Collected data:
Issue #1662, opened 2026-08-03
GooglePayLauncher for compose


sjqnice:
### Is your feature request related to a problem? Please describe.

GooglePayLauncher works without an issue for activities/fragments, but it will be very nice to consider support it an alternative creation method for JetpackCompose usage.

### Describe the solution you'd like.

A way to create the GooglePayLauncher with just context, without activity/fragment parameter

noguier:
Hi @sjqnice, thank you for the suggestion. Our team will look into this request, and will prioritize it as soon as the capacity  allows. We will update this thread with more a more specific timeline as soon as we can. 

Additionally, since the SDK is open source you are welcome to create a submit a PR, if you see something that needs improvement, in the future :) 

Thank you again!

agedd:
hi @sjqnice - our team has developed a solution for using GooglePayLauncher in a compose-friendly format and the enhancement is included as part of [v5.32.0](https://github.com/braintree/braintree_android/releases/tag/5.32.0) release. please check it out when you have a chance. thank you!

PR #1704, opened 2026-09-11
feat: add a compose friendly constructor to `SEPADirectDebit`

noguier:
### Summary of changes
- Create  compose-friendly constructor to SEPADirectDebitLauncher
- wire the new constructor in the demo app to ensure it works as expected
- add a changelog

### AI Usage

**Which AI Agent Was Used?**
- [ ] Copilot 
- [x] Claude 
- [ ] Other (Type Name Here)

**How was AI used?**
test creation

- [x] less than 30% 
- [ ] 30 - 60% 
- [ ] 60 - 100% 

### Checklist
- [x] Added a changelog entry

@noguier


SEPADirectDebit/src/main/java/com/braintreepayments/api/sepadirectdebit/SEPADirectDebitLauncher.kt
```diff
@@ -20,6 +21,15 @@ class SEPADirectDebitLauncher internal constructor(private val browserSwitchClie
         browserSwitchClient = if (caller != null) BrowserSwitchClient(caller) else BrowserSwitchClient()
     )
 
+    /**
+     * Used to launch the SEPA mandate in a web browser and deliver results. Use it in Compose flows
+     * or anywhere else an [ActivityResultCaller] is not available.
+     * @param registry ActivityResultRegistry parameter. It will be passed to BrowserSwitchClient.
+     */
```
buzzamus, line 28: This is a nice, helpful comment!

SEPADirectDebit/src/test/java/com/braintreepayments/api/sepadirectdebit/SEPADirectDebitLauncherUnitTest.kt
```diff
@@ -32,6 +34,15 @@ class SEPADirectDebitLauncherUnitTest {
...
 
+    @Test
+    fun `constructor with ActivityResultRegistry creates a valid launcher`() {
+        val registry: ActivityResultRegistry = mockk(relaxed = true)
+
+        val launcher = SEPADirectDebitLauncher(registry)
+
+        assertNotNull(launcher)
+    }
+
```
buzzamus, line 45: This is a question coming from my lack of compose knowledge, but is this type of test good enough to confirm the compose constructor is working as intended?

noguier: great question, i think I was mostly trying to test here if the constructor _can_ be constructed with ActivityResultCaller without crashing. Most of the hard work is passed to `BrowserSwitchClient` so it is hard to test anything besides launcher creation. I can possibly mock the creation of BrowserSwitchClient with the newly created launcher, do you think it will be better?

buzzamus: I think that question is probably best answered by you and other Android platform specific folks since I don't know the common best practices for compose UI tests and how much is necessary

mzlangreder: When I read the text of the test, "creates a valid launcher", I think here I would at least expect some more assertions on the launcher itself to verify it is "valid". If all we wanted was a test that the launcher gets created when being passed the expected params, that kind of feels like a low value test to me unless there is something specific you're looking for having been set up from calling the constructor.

Exercise aim:
Using the data above, reproduce every line exactly.

Reply to the exercise:
Issue #1662, opened 2026-08-03
GooglePayLauncher for compose


sjqnice:
### Is your feature request related to a problem? Please describe.

GooglePayLauncher works without an issue for activities/fragments, but it will be very nice to consider support it an alternative creation method for JetpackCompose usage.

### Describe the solution you'd like.

A way to create the GooglePayLauncher with just context, without activity/fragment parameter

noguier:
Hi @sjqnice, thank you for the suggestion. Our team will look into this request, and will prioritize it as soon as the capacity  allows. We will update this thread with more a more specific timeline as soon as we can. 

Additionally, since the SDK is open source you are welcome to create a submit a PR, if you see something that needs improvement, in the future :) 

Thank you again!

agedd:
hi @sjqnice - our team has developed a solution for using GooglePayLauncher in a compose-friendly format and the enhancement is included as part of [v5.32.0](https://github.com/braintree/braintree_android/releases/tag/5.32.0) release. please check it out when you have a chance. thank you!

PR #1704, opened 2026-09-11
feat: add a compose friendly constructor to `SEPADirectDebit`

noguier:
### Summary of changes
- Create  compose-friendly constructor to SEPADirectDebitLauncher
- wire the new constructor in the demo app to ensure it works as expected
- add a changelog

### AI Usage

**Which AI Agent Was Used?**
- [ ] Copilot 
- [x] Claude 
- [ ] Other (Type Name Here)

**How was AI used?**
test creation

- [x] less than 30% 
- [ ] 30 - 60% 
- [ ] 60 - 100% 

### Checklist
- [x] Added a changelog entry

@noguier


SEPADirectDebit/src/main/java/com/braintreepayments/api/sepadirectdebit/SEPADirectDebitLauncher.kt
```diff
@@ -20,6 +21,15 @@ class SEPADirectDebitLauncher internal constructor(private val browserSwitchClie
         browserSwitchClient = if (caller != null) BrowserSwitchClient(caller) else BrowserSwitchClient()
     )
 
+    /**
+     * Used to launch the SEPA mandate in a web browser and deliver results. Use it in Compose flows
+     * or anywhere else an [ActivityResultCaller] is not available.
+     * @param registry ActivityResultRegistry parameter. It will be passed to BrowserSwitchClient.
+     */
```
buzzamus, line 28: This is a nice, helpful comment!

SEPADirectDebit/src/test/java/com/braintreepayments/api/sepadirectdebit/SEPADirectDebitLauncherUnitTest.kt
```diff
@@ -32,6 +34,15 @@ class SEPADirectDebitLauncherUnitTest {
...
 
+    @Test
+    fun `constructor with ActivityResultRegistry creates a valid launcher`() {
+        val registry: ActivityResultRegistry = mockk(relaxed = true)
+
+        val launcher = SEPADirectDebitLauncher(registry)
+
+        assertNotNull(launcher)
+    }
+
```
buzzamus, line 45: This is a question coming from my lack of compose knowledge, but is this type of test good enough to confirm the compose constructor is working as intended?

noguier: great question, i think I was mostly trying to test here if the constructor _can_ be constructed with ActivityResultCaller without crashing. Most of the hard work is passed to `BrowserSwitchClient` so it is hard to test anything besides launcher creation. I can possibly mock the creation of BrowserSwitchClient with the newly created launcher, do you think it will be better?

buzzamus: I think that question is probably best answered by you and other Android platform specific folks since I don't know the common best practices for compose UI tests and how much is necessary

mzlangreder: When I read the text of the test, "creates a valid launcher", I think here I would at least expect some more assertions on the launcher itself to verify it is "valid". If all we wanted was a test that the launcher gets created when being passed the expected params, that kind of feels like a low value test to me unless there is something specific you're looking for having been set up from calling the constructor.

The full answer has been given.